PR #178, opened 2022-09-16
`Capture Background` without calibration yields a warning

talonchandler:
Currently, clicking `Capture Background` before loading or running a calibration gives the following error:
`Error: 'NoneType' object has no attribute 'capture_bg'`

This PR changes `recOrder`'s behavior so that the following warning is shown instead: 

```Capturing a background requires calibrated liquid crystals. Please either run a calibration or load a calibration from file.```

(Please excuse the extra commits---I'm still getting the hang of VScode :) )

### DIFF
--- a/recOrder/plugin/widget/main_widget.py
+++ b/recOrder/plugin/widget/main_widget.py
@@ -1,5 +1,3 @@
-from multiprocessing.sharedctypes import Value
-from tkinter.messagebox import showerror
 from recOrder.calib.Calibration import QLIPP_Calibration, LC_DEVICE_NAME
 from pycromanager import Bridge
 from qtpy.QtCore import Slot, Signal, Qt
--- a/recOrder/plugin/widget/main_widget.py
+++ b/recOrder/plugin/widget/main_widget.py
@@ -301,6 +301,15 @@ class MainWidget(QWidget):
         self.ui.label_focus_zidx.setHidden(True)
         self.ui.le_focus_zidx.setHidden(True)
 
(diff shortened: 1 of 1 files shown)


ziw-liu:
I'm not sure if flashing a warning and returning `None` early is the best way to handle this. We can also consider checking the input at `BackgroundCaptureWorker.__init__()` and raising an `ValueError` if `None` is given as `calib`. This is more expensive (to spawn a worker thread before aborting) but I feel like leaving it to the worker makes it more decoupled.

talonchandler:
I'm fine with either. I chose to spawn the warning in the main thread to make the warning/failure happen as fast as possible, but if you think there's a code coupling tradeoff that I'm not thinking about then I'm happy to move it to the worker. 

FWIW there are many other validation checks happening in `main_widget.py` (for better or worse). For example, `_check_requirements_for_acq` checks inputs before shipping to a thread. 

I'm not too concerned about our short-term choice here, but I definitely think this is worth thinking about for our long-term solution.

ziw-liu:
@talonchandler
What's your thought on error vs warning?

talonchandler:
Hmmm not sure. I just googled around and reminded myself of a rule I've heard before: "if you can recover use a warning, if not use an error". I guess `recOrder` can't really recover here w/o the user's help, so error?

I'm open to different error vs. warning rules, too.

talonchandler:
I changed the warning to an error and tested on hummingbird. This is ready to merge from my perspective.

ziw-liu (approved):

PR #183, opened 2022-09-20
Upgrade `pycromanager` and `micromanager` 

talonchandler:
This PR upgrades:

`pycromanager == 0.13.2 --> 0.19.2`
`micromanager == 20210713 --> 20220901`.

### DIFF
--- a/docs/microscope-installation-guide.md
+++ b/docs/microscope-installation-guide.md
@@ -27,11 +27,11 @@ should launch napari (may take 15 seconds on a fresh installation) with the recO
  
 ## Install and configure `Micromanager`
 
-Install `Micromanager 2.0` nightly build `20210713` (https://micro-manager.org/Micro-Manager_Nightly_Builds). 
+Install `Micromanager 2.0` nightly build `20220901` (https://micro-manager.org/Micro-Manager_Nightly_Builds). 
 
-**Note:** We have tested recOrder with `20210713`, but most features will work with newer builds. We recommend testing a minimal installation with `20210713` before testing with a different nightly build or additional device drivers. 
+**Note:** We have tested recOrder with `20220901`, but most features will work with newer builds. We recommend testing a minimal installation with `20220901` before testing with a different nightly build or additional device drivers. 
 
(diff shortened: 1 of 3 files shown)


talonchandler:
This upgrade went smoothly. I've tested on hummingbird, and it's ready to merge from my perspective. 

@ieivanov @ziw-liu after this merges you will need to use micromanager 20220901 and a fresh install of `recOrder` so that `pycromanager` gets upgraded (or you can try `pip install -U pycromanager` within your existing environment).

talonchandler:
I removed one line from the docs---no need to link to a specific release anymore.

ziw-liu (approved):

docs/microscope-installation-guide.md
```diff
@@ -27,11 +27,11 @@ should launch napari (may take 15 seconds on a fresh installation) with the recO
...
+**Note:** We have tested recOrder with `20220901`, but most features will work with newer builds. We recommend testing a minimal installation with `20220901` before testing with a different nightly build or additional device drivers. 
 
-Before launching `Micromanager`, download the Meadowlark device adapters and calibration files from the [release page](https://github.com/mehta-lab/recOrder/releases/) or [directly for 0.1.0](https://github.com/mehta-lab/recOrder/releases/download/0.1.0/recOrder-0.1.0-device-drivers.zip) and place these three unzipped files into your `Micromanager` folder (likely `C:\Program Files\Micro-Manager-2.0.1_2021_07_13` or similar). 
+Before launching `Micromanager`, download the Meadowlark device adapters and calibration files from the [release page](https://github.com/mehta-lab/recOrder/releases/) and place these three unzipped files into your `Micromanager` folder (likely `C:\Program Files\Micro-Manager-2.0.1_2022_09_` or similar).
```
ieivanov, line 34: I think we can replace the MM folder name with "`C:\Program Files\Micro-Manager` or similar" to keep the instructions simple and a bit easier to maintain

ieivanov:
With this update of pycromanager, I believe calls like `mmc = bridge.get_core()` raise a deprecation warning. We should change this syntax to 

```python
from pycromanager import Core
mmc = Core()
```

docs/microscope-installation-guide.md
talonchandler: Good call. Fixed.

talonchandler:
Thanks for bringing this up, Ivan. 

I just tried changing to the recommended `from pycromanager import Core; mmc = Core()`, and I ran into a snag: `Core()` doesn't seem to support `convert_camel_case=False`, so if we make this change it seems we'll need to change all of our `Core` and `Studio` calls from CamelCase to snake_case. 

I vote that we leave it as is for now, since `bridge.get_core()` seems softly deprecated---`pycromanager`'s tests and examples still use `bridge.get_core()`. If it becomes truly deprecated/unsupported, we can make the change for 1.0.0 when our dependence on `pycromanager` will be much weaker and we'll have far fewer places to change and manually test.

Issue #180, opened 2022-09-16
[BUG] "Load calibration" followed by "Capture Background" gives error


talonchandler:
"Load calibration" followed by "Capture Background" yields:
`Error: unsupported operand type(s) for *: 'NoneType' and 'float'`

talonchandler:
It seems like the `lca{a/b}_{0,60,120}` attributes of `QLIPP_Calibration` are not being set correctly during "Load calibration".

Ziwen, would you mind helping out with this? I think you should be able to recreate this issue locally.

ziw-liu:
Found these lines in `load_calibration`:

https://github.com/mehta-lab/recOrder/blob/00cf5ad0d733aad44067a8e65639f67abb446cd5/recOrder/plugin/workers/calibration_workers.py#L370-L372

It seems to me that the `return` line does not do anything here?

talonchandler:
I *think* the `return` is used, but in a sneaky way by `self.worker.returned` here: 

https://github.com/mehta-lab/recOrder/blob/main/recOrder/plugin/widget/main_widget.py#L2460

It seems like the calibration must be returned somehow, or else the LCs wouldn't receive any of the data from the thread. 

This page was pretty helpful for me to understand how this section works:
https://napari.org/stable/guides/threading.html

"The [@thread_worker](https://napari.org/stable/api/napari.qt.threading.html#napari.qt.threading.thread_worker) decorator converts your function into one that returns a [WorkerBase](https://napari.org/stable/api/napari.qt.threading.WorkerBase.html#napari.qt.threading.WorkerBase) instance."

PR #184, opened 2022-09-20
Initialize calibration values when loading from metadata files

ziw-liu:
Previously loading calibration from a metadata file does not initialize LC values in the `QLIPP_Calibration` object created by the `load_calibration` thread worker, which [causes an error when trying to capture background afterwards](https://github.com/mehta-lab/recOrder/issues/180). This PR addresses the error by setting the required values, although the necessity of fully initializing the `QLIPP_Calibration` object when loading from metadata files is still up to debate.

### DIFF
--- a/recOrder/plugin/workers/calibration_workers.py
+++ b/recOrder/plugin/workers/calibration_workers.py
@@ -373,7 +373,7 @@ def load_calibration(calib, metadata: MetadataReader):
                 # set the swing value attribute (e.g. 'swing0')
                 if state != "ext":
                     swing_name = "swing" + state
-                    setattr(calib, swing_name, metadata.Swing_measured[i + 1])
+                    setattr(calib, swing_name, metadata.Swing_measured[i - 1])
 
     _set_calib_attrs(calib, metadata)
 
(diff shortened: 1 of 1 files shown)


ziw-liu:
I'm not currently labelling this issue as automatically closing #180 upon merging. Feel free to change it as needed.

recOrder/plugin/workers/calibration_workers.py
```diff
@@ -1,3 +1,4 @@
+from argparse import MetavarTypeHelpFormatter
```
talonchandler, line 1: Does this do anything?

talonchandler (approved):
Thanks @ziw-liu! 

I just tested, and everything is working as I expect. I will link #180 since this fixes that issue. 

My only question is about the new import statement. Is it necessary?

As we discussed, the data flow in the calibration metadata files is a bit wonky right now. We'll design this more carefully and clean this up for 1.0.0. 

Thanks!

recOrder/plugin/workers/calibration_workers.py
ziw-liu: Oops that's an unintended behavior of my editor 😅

▶ **Task description**: Only the number is needed here: how many lines of the records contain "stable"?

▶ **Written answer**: 2